The Difference Between Matcha vs. Green Tea

Learn about the differences and similarities between matcha and green tea.

Tea is a beloved drink around the world. But when you reach for a mug, should it contain green tea or matcha? That’s a question many ask since both options have similarities and various health benefits. Do the two types of tea have differences in flavor and caffeine content? 

Matcha and Green Tea

Since green tea and matcha come from the same plant, knowing which to choose can be confusing. Though both have the same roots, they have different flavors and appearances.

I enjoy matcha with almond milk in the morning and iced green tea in the afternoon.

Green tea and matcha are processed and prepared differently, but both can be healthy choices at any time of day. Keep reading to learn more about the benefits of matcha vs. green tea. 

What is Matcha? 

Matcha is a type of green tea that’s made into a powder after harvest.

For matcha, the Camellia sinensis plant is grown in the shade to protect leaves from sunlight and slow the growth of the plant.  

After the tea leaves are picked, they’re dried to reduce oxidation. Stems and veins are removed before manufacturers grind the leaves into a fine, green powder.  

Dissolving this powder in hot water creates matcha. Matcha fans often use bamboo whisks to break up any clumps of powder.

Matcha has a distinct green appearance and a grassy flavor. Many people use matcha to flavor desserts such as mochi

What is Green Tea?  

Another form of the Camellia sinensis plant is green tea.

To make green tea, farmers harvest the leaves and quickly heat them to prevent them from oxidizing and turning brown. The leaves are then rolled and dried. 

To make green tea, steep green tea in hot water. Green tea has an earthy, vegetable taste and is clear with a light brown tint. This Chinese tea is loved for its fresh taste, and its high caffeine content.

How are Matcha and Green Tea Different?  

Many teas, from Oolong to matcha, come from the same plant. But the growing, harvesting, and processing of the tea leaves make matcha vs. green tea different.  

Matcha is grown in the shade to keep the leaves green and slow their growth. The added care in matcha production creates its distinct color and flavor.  

Other tea leaves aren’t shielded from the sun. Other processes such as heating, drying, and rolling make green tea different from matcha, which is ground into a bright green powder.

Matcha also has more antioxidants and is more nutrient-dense. 

Frequently Asked Questions 

If you still have questions about green tea and matcha, these frequently asked questions can help set things straight. 

Which is better, matcha or green tea? 

The question of which is better, green tea or matcha, comes down to personal preference.

Green tea is better when you want something light and refreshing, while matcha is rich and flavorful and can replace coffee in a latte. 

Matcha and green tea have similar health benefits. Both contain compounds such as:

But matcha tends to contain more of them because of the shaded growing process. Since matcha powder is finely ground tea leaves, more of the compounds are in a cup of matcha. 

Green tea and matcha have similar levels of caffeine. 

Is green tea or matcha better for weight loss? 
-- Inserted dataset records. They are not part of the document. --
PR #1271, opened 2025-08-12
Create spans on Sink functions

### LINKED ISSUE #1269: Add more detailed instrumentation in the sink
When looking at the sink traces we have a big gap of spans before the sql instrumentation:

Image

We should have at least the following spans:

- Cloud event handler
- Evaluate filters
- Write resource
- Evaluate delete filters
- Delete resource

rh-hemartin:

Resolves #1269 

## Release Note

```release-note
Adds OpenTelemetry spans to various functions executed in the KubeArchive Sink to improve observability.
```

## Notes for Reviewers

Traces will look like this now:

image

image

image

image

### DIFF
--- a/cmd/sink/filters/filters.go
+++ b/cmd/sink/filters/filters.go
@@ -14,6 +14,7 @@ import (
 	kubearchiveapi "github.com/kubearchive/kubearchive/cmd/operator/api/v1"
 	ocel "github.com/kubearchive/kubearchive/pkg/cel"
 	"github.com/kubearchive/kubearchive/pkg/constants"
+	"go.opentelemetry.io/otel"
 	metav1 "k8s.io/apimachinery/pkg/apis/meta/v1"
 	"k8s.io/apimachinery/pkg/apis/meta/v1/unstructured"
 	"k8s.io/apimachinery/pkg/runtime/schema"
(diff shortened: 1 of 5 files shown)


skoved:
idk if this would be better as a metric or as an attribute on the span but we could calculate the time that `changeFilters` function has to wait for for the mutex as well as the amount of time that it locks out all of the readers (meaning that all of the request handlers have to wait).

We could calculate them like this
```
requestLock := time.Now()
f.Lock()
getLock := time.Now()
waitForLock := getLock.Sub(requestLock)

... // old filters removed and new filters added

lockedTime := time.Since(getLock)

// end of function
```

What do you think?

rh-hemartin:
> Could you pleas add a pic of a trace where it also handles deletion?

I added one, let me know what you think.

maruiz93:
> @skoved I added events, they look like this:
> 
> image
> The time on the events is relative to the span, so in this case these were emitted at the end of the span life.

Now that you added the events for the "write-lock" how about adding them for the read too? (calls to `RLock`) I don't know about the cost of adding them but maybe they are useful at some poing (even though I agree that the write ones are more critical)

maruiz93 (approved):

rh-hemartin:
> > @skoved I added events, they look like this:
> > image
> > The time on the events is relative to the span, so in this case these were emitted at the end of the span life.
> 
> Now that you added the events for the "write-lock" how about adding them for the read too? (calls to `RLock`) I don't know about the cost of adding them but maybe they are useful at some poing (even though I agree that the write ones are more critical)

I don't think that adding events to the read locks will be useful. Its a `RWMutex` which reads: `The lock can be held by an arbitrary number of readers or a single writer.` so it is far more interesting to have the lock on the single writer we have. If we start having problems that resemble a locking problem we will see that the writer locking takes time to complete. Also the reads happen much more often, so this way we avoid sending even more data.

skoved (approved):

PR #1294, opened 2025-08-25
sink only writes resources to db from namespaces configured by users

### LINKED ISSUE #1293: Sink should check if the namespace of a resource should be monitored if there is a match on global filters
We have encountered issues with ApiServersSource's watches on very large clusters. One solution is to have ApiServerSource watch specified resources cluster wide. This means that the sink will receive resources from namespaces that users do not want monitored. The sink should ignore these resources

Acceptance Criteria:

- the sink does not write resources to the database that match a global filter and are not in a namespace the user indicated kubearchive to monitor

skoved:

Resolves #1293 

## Release Note

```release-note
NONE
```

## Notes for Reviewers

Add a check in the sink when executing filters to make sure that resources that match the global filters only get written to the database if the resource is from a namespace that kubearchive is configured to watch.

### DIFF
--- a/cmd/sink/filters/filters.go
+++ b/cmd/sink/filters/filters.go
@@ -37,6 +37,7 @@ type Filters struct {
 	archive         map[NamespaceGroupVersionKind]cel.Program
 	delete          map[NamespaceGroupVersionKind]cel.Program
 	archiveOnDelete map[NamespaceGroupVersionKind]cel.Program
+	namespaces      map[string]struct{}
 }
 
 // NewFilters creates a Filters struct with empty archive, delete, and archiveOnDelete slices.
@@ -47,6 +48,7 @@ func NewFilters(dynclient dynamic.Interface) *Filters {
 		archive:         make(map[NamespaceGroupVersionKind]cel.Program),
 		delete:          make(map[NamespaceGroupVersionKind]cel.Program),
 		archiveOnDelete: make(map[NamespaceGroupVersionKind]cel.Program),
+		namespaces:      make(map[string]struct{}),
 	}
 }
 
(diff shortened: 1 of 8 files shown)


cmd/sink/filters/filters.go
```diff
@@ -60,7 +62,11 @@ func (f *Filters) changeFilters(namespaces map[string][]kubearchiveapi.KubeArchi
 	archiveMap := make(map[NamespaceGroupVersionKind]cel.Program)
 	deleteMap := make(map[NamespaceGroupVersionKind]cel.Program)
 	archiveOnDeleteMap := make(map[NamespaceGroupVersionKind]cel.Program)
+	namespacesMap := make(map[string]struct{})
 	for namespace, kacResources := range namespaces {
+		if namespace != constants.SinkFilterGlobalNamespace {
+			namespacesMap[namespace] = struct{}{}
+		}
```
ggallen, line 69: I'm not sure this works as namespaces with no resources do not get an entry in the `SinkFilter` object. For Konflux this will result in nothing getting archived as everything is controller in the `ClusterKubeArchiveConfig`.

We may have to change [this line](https://github.com/kubearchive/kubearchive/blob/main/cmd/operator/internal/controller/common.go#L313) as well.

If we do make this change, then you can probably check `sinkFilter.spec.Namespaces` directly, and there will be no need for the namespace set that is created in this PR. We also have to make there sure there are no other side-effects from having this empty entry.  For example, we may end up with extra (empty) entries in the maps in the sink.

ggallen: I think the check can probably use `slices.Contains` rather than a for loop.
```
if slices.Contains(sf.spec.Namespaces, namespace) {
   ...
}
```

ggallen: > but we end up using more memory than we need.

How are we using more memory?  We're using the same amount of memory that's currently in use. In that case it means your solution is adding more memory than we need, unless I am missing something.

> slice.contains runtime is linear, where f.namespaces[namespace] runtime is constant 

Then just use `sinkFilter.spec.Namespaces[namespace]`?  It's a map.

I'm sorry I suggested `slices.Contains`.

skoved:
rebased this PR from main to allow it to merge

maruiz93 (approved):

PR #1317, opened 2025-09-02
Introduce 'KLOG_LEVEL' env variable

### LINKED ISSUE #1282: Introduce klog verbosity level
As KubeArchive uses the k8s library, which works with `klog` it may be worth to introduce a way to specify the verbosity. `klog` attaches to a flagset where it adds the parameter `-v` to specify the level (for example `-v=9`). You can fake that using a flagset for `klog` and setting the flag from code:

```
	var fs flag.FlagSet
	klog.InitFlags(&fs)
	_ = fs.Set("v", "9")
```

This block would go in the `main` function of the different CMDs, or into the `setupLogging` function all of the CMDs share.

We may introduce a variable called `K8S_LOG_LEVEL`, `KLOG_LEVEL` or select a value given the current `LOG_LEVEL` we are exposing.

**Acceptance Criteria**

* Add a mechanism to set the klog log level so we have more complete logs when debugging.

rh-hemartin:

Resolves #1282 

## Release Note

```release-note
Introduce 'KLOG_LEVEL' env variable to control logging level of Kubernetes libraries.
```


pkg/logging/logging.go
```diff
@@ -6,18 +6,21 @@ import (
...
 	"github.com/gin-gonic/gin"
 	"go.opentelemetry.io/otel/trace"
+	"k8s.io/klog/v2"
 )
 
 type contextKey string
 
 const (
 	loggingLevelEnvVar            = "LOG_LEVEL"
+	klogLevelEnvVar               = "KLOG_LEVEL"
```
ggallen, line 23: Should this name be consistent with `loggingLevelEnvVar`, i.e. `kLoggingLevelEnvVar`?

ggallen (approved):

PR #1336, opened 2025-09-10
Add a test to assist with the log forwarding issues

### LINKED ISSUE #1335: Create an integration test to ensure that we don't miss logs and that the order is respected
When deployed in a cluster with a vector+loki logging integration we are experiencing some issues regarding missing logs as well as order problems.

To help troubleshoot the matter, introduce an integration test that generates a large amount of entries in a short time to ensure that the order is respected and that we don't miss logs.

This could also lead to manipulating the current vector+loki config in the integration.

### Acceptance Criteria

* There is an integration tests that bursts with a good amount of logs in a short period of time
* The configuration of the vector+loki integration is set up to allow this to properly happen

maruiz93:

Resolves #1335 

## Release Note

```release-note
NONE
```

## Notes for Reviewers

With this test I've seen that when using vector+loki along with a "reduce" manipulation of the kubernetes logs by vector to be sent in batches to loki we need to specify the batch size per entry counts and not per time.
This means that we need to use `max_events` property instead of `flush_period_ms`.
The reason behind this is that with timing and a large amount of logs we will likely send to loki entries that have larger size than it expects and the logs then may be rejected.

This needs to be handled along with the proper truncation of very long messages being aware that we are not truncating one log entry but a concatenated amount of log entries so we could potentially miss information if we don't do it correctly.

With the provided configuration the new test function logs are stored in loki in batches of 100 messages (the max limit) and kubearchive is able to retrieve them complete and ordered.

Extra stuff addressed in the issue:

- The logs forwarded as text and not as json. This improves performance and the logs shouldn't be necessary in a json format.
- Incremented the maximum line size received in loki, considering that each line can gather up to 100 entries now.
- Allow the entries per query to be larger
- Enable the `increment_duplicate_timestamp` to make sure that the logs aren't disordered. In case the timestamp of two entries is the same, loki should apply a slight increment to the most recent one to make sure that both batches don't share the same timestamp. BTW, I wasn't able to reproduce having the same timestamp at nanosecond precission but I think it's a good idea to have it.
- Disable cached components for simplicity in our development environment
- Set up hardcoded credentials for grafana in development to improve the easy of use while developing
- Make the install.sh script rerunnable with `helm upgrade --install` instead of `helm install`
- Use only one label to ensure one stream per pod+container. This helps keeping the logs ordered in a distributed loki.

### DIFF
--- a/integrations/logging/loki/README.md
+++ b/integrations/logging/loki/README.md
@@ -33,12 +33,8 @@ Run the log generators to create logs:
     ```bash
     kubectl port-forward -n grafana-loki service/grafana 3000:80
     ```
-1. Determine the `admin` password for Grafana:
-    ```bash
-    echo `kubectl -n grafana-loki get secret grafana -o jsonpath='{.data.admin-password}' | base64 --decode`
-    ```
-1. In your browser, navigate to `http://localhost:3000`, using the username `admin` and the password retrieved
-   in the previous step to login.
+
+1. In your browser, navigate to `http://localhost:3000`, using `admin`/`password` credentials.
 
 1. Go to `Explore` and select `Loki`. Then write a query (e.g. `{pod="generate-log-1-29110151-kc2n9", container="generate1"}`).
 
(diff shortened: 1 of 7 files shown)


maruiz93:
This is an example of how the logs batched looks like in grafana:

image

olegbet (approved):

maruiz93:
I've found out another config issue that *could potentially lead* to unordered logs from loki. The reason behind it is that we are creating multiple streams for each container and loki doesn't ensure having one stream in that case.

I'll refactor vector config to use just one label that concatenates the `pod_uid`+`container_name`

Here is some extra context: https://github.com/grafana/loki/issues/10229#issuecomment-1718409349

Issue #1006, opened 2025-04-09
Replace sink-filters ConfigMap with a CRD


ggallen:
The data section for a `ConfigMap` is limited to 1024 characters. While this isn't a problem now, it's likely to become one in future.

The `ConfigMap` should replaced with a `SinkFilters` CRD, This CRD should be limited to one instance named "sink-filters" in the KubeArchive  installation namespace. The `SinkFilters` spec should contain a "Resources" field which will be a map of namespace name to an array of `KubeArchiveConfigResource` items. 

## Acceptance Criteria

- A new CRD is created that contains the filtering information for each namespace KubeArchive is watching.
- The operator updates the `SinkFilters` resource as changes happen to `KubeArchiveConfig` resources (instead of updating the `ConfigMap`)
- The sink changes to get its information form the `SinkFilters` resource in the installation directory.
- The "sink-filters" `ConfigMap` is removed.

ggallen:
> But maybe I'm missing something and there is a way to track and load changes of a Custom Resource that I'm not aware of that makes things easier.

We should be able to put a watch on this resource in the same way that the `ConfigMap` is being watched now.  I have already discussed this with @skoved, and I think it will work. I think the sink had to change from actually mounting the `ConfigMap`.

> Should we consider making it a Cluster resource?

Neither matcha nor green tea is high in calories, but matcha may outweigh green tea as a weight-loss aid.

One study showed that green tea extract after moderate exercise boosted fat-burning by 17 percent. Green tea is also helpful in maintaining weight loss.  

Because of these benefits, green tea extract is often included in diet supplements. With that in mind, count any green tea extract in supplements as part of your total daily green tea intake. 

Matcha is more concentrated, so it brings more metabolism-boosting benefits than green tea. 

Can I drink matcha every day? 

Yes, you can drink matcha every day since matcha is loaded with health benefits.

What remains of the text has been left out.